How to complete this task:
Every line of the records below from the line with "Both doesn't work" up to and including the line with "The terraform code" must be reproduced exactly, and no line outside that range.

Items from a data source
+++++

PR #785, opened 2020-09-25
Fix pty console integration tests

dmacvicar:
`setConsoles()` should create a `pty` console using the `DomainChardevSourcePty` XML struct and not `fallthrough` the `DomainChardevSourceDev` case, which produces an input/output error when _libvirt_ tried to use the console.


MalloZup (approved):
nice thx !

PR #786, opened 2020-09-26
revert PR n 740

MalloZup:
revert #740


dmacvicar:
I will revert it together with the new fix.

PR #788, opened 2020-09-26
Force creation of network when we can't update due to libvirt limitation

### LINKED ISSUE #784: libvirt_network modification fails
### Linux distribution

``` Ubuntu.. ```

### Terraform version

Terraform v0.12.28

terraform-provider-libvirt 0.6.1+git.1578064534.db13b678
Compiled against library: libvirt 4.0.0
Using library: libvirt 4.0.0
Running hypervisor: QEMU 2.11.1
Running against daemon: 4.0.0

___

## Checklist

  - [X] Make sure you explain why this option is important to you, why it should be important to everyone. Describe your use-case with detail and provide examples where possible.
  - [X] Maintainers do not have expertise in every libvirt setting, so please, describe the feature and how it is used. Link to the appropriate documentation

- [X] Is it a bug or something that does not work as expected? Please make sure you fill the version information below:

I have setup libvirt_network and then removed the domain option, because I decided I don't want the libvirt dhcp server to send domain and the network should be only local. But the network update was not succesful. It seems like a general bug, because the network update should be possible and the virsh command  `net-edit --network herring-app-real` and then destroy/start works.

I got error:
```
Error: Error when updating domain in herring-app-real: virError(Code=35, Domain=19, Message='network_update_xml:1: Document is empty
(null)
^')
```

### Setup
```diff 
resource "libvirt_network" "app-real" {
   name = "${var.cluster_name}-app-real"
   autostart = true
   mode = "none"
-  domain = "app-real"
   addresses = ["123.456.789.0/24"]
   dhcp {
     enabled = true
   }
   dns {
     enabled = false
   }
 }
```

### Steps to Reproduce Issue

Create libvirt_network resource with domain set apply terraform, then remove the domain and apply terraform.

MalloZup:
*Edited by @dmacvicar *

>this PR fixes issue #784
>
>We are passing libvirt.NETWORK_UPDATE_COMMAND_MODIFY with an empty element to remove an element, when the right thing to do should be to pass ibvirt.NETWORK_UPDATE_COMMAND_DELETE and passing the actual element. This creates the error about the empty XML element.
>
>However, it is not possible to update this attribute anyway ([source](https://gitlab.com/search?utf8=%E2%9C%93&search=virNetworkDefUpdateNoSupport&group_id=130330&project_id=192693&scope=&search_code=true&snippets=false&repository_ref=master&nav_source=navbar)), so the right fix is to `ForceNew`

### DIFF
--- a/libvirt/network.go
+++ b/libvirt/network.go
@@ -9,7 +9,7 @@ import (
 	"github.com/hashicorp/terraform-plugin-sdk/helper/resource"
 	"github.com/hashicorp/terraform-plugin-sdk/helper/schema"
 	"github.com/libvirt/libvirt-go"
-	"github.com/libvirt/libvirt-go-xml"
+	libvirtxml "github.com/libvirt/libvirt-go-xml"
 )
 
 func waitForNetworkActive(network libvirt.Network) resource.StateRefreshFunc {
--- a/libvirt/resource_libvirt_network.go
+++ b/libvirt/resource_libvirt_network.go
@@ -10,7 +10,7 @@ import (
 	"github.com/hashicorp/terraform-plugin-sdk/helper/resource"
 	"github.com/hashicorp/terraform-plugin-sdk/helper/schema"
 	"github.com/libvirt/libvirt-go"
-	"github.com/libvirt/libvirt-go-xml"
+	libvirtxml "github.com/libvirt/libvirt-go-xml"
 )
 
 const (
@@ -54,7 +54,8 @@ func resourceLibvirtNetwork() *schema.Resource {
 			"domain": {
 				Type:     schema.TypeString,
 				Optional: true,
-				ForceNew: false,
+				// libvirt cannot update it so force new
+				ForceNew: true,
 			},
 			"mode": { // can be "none", "nat" (default), "route", "bridge"
 				Type:     schema.TypeString,
@@ -342,25 +343,6 @@ func resourceLibvirtNetworkUpdate(d *schema.ResourceData, meta interface{}) erro
 		}
 
 		d.SetPartial("bridge")
-	}
-
-	// detect changes in the domain
-	if d.HasChange("domain") {
-		networkDomain := getDomainFromResource(d)
-
-		data, err := xmlMarshallIndented(networkDomain)
-		if err != nil {
-			return fmt.Errorf("serialize update: %s", err)
-		}
-
-		log.Printf("[DEBUG] Updating domain for libvirt network '%s' with XML: %s", networkName, data)
-		err = network.Update(libvirt.NETWORK_UPDATE_COMMAND_MODIFY, libvirt.NETWORK_SECTION_DOMAIN, -1,
-			data, libvirt.NETWORK_UPDATE_AFFECT_LIVE|libvirt.NETWORK_UPDATE_AFFECT_CONFIG)
-		if err != nil {
-			return fmt.Errorf("Error when updating domain in %s: %s", networkName, err)
-		}
-
-		d.SetPartial("domain")
 	}
 
 	d.Partial(false)


dmacvicar:
Can you explain what problem is being solved, in the PR?

MalloZup:
In (https://github.com/dmacvicar/terraform-provider-libvirt/issues/784) we do have a scenario where user do following:

```
Resource "libvirt_network" "app-real" {
   name = "${var.cluster_name}-app-real"
   autostart = true
   mode = "none"
-  domain = "app-real"
   addresses = ["123.456.789.0/24"]
   dhcp {
     enabled = true
   }
   dns {
     enabled = false
   }
 }
```
#### Steps to Reproduce Issue

1) Create libvirt_network resource with domain set apply terraform
2) Then remove the domain attr from terraform and apply terraform.

### Errors:

```
Error: Error when updating domain in herring-app-real: virError(Code=35, Domain=19, Message='network_update_xml:1: Document is empty
```
I could also reproduce locally.

There are 2 issues.
 * remove the `domain` attributes (like the user did)
 * rename the attribute. ( e.g domain from foo to bar)

Both doesn't work

The terraform code detect that detect the change is called correctly  but the libvirt API call `network.update` doesn't update the network

https://github.com/dmacvicar/terraform-provider-libvirt/blob/d1cf93cdb066b2d3d2c2c046d2fb986808d9a424/libvirt/resource_libvirt_network.go#L357


-->

https://libvirt.org/html/libvirt-libvirt-network.html#virNetworkUpdate


Even if in this API there is a section for updating the Domain, https://libvirt.org/html/libvirt-libvirt-network.html#virNetworkUpdateSection .
I could after not update the value of an existing Network . ( I tried with different flags also  https://libvirt.org/html/libvirt-libvirt-network.html#virNetworkUpdateCommand) etc without sucess.


I did also the test with native `libvirt` with `virsh` and it could not update the network.

I checked the upstream doc  and found out that they don't document the `domain` as possible section that can be updated.
https://wiki.libvirt.org/page/Networking#virsh_net-update

They state also  about "Arbitrary changes to the network" ( see page)

```
Although the most common cases of changing network config can be handled with "virsh net-update", there are some parts of the config that can't be modified in this way, and in those cases you will be left with all running guests detached from the network after it is restarted. In order to solve this problem, one possible approach would be to use a script to re-attach all interfaces on all machines after the network has been started.

An example of such script (which worked at one time in the past, and may still work, but has been reported to *not* work by at least one user) is available here. Links to an updated/verified operational script are welcome. 
```

So that is mostly why I do think that the `network.update` has something faulty on this, especially the domain update sections

I will research more on the evidence in the source code.

MalloZup:
I found also out: https://www.redhat.com/archives/libvirt-users/2010-June/msg00044.html


 libvirt for Network doesn't change network .

https://serverfault.com/a/573255

That is I do think we could imho just Recreate the resources.  I do think handling a `network` udpdate can be tricky, since we might need to hook perform all this `virsh destroy` operation after an update

dmacvicar (changes requested):
Please in future PRs put the summary and motivation in the description of the PR. This one requires reading across comments and linked issues to get the full picture. If you can edit the current description, better.

I think the conclusion you arrived on is correct, however it may be connected to the original report by luck. The original error message is about the document being empty, which is likely related to using `libvirt.NETWORK_UPDATE_COMMAND_MODIFY` vs `libvirt.NETWORK_UPDATE_COMMAND_DELETE` and passing empty XML documents, while [my understanding](https://www.spinics.net/linux/fedora/libvir/msg64080.html) is that to remove we should pass the full _current_ entry and `libvirt.NETWORK_UPDATE_COMMAND_DELETE`. This is the root of the reported problem. Not what this PR fixes.

But, it is correct, given that _any_ modification to the domain attribute would not be supported. There is no point in implementing deletion. I was able to build a testcase (*Note*: we should discuss all PRs over a testcase reproducing the issue) and then implement deletion correctly just to arrive to the "unsupported" message.

For which operations are unsupported I think a forum of 2010 is not the right source, but [this one](https://gitlab.com/search?utf8=%E2%9C%93&search=virNetworkDefUpdateNoSupport&group_id=130330&project_id=192693&scope=&search_code=true&snippets=false&repository_ref=master&nav_source=navbar). We should make a note in the resource schema definition and mark those attributes as `ForceNew`.

MalloZup:
@dmacvicar  thx for your comments and findings. I agree about the testcase if we can find one.

I do actually have tested locally, but I was not precise on documenting my findings with the source code and justifying them. 

I will follow up with some PRs because we do need to force resource for network and create a readme.md update on the design.

If you want to take over on this let me know otherwise I will just do it once I do have free time

dmacvicar:
I have added a note in the source code already.

I don't think there is anything left to do here.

+++++

Answer box:
Both doesn't work

The terraform code detect that detect the change is called correctly  but the libvirt API call `network.update` doesn't update the network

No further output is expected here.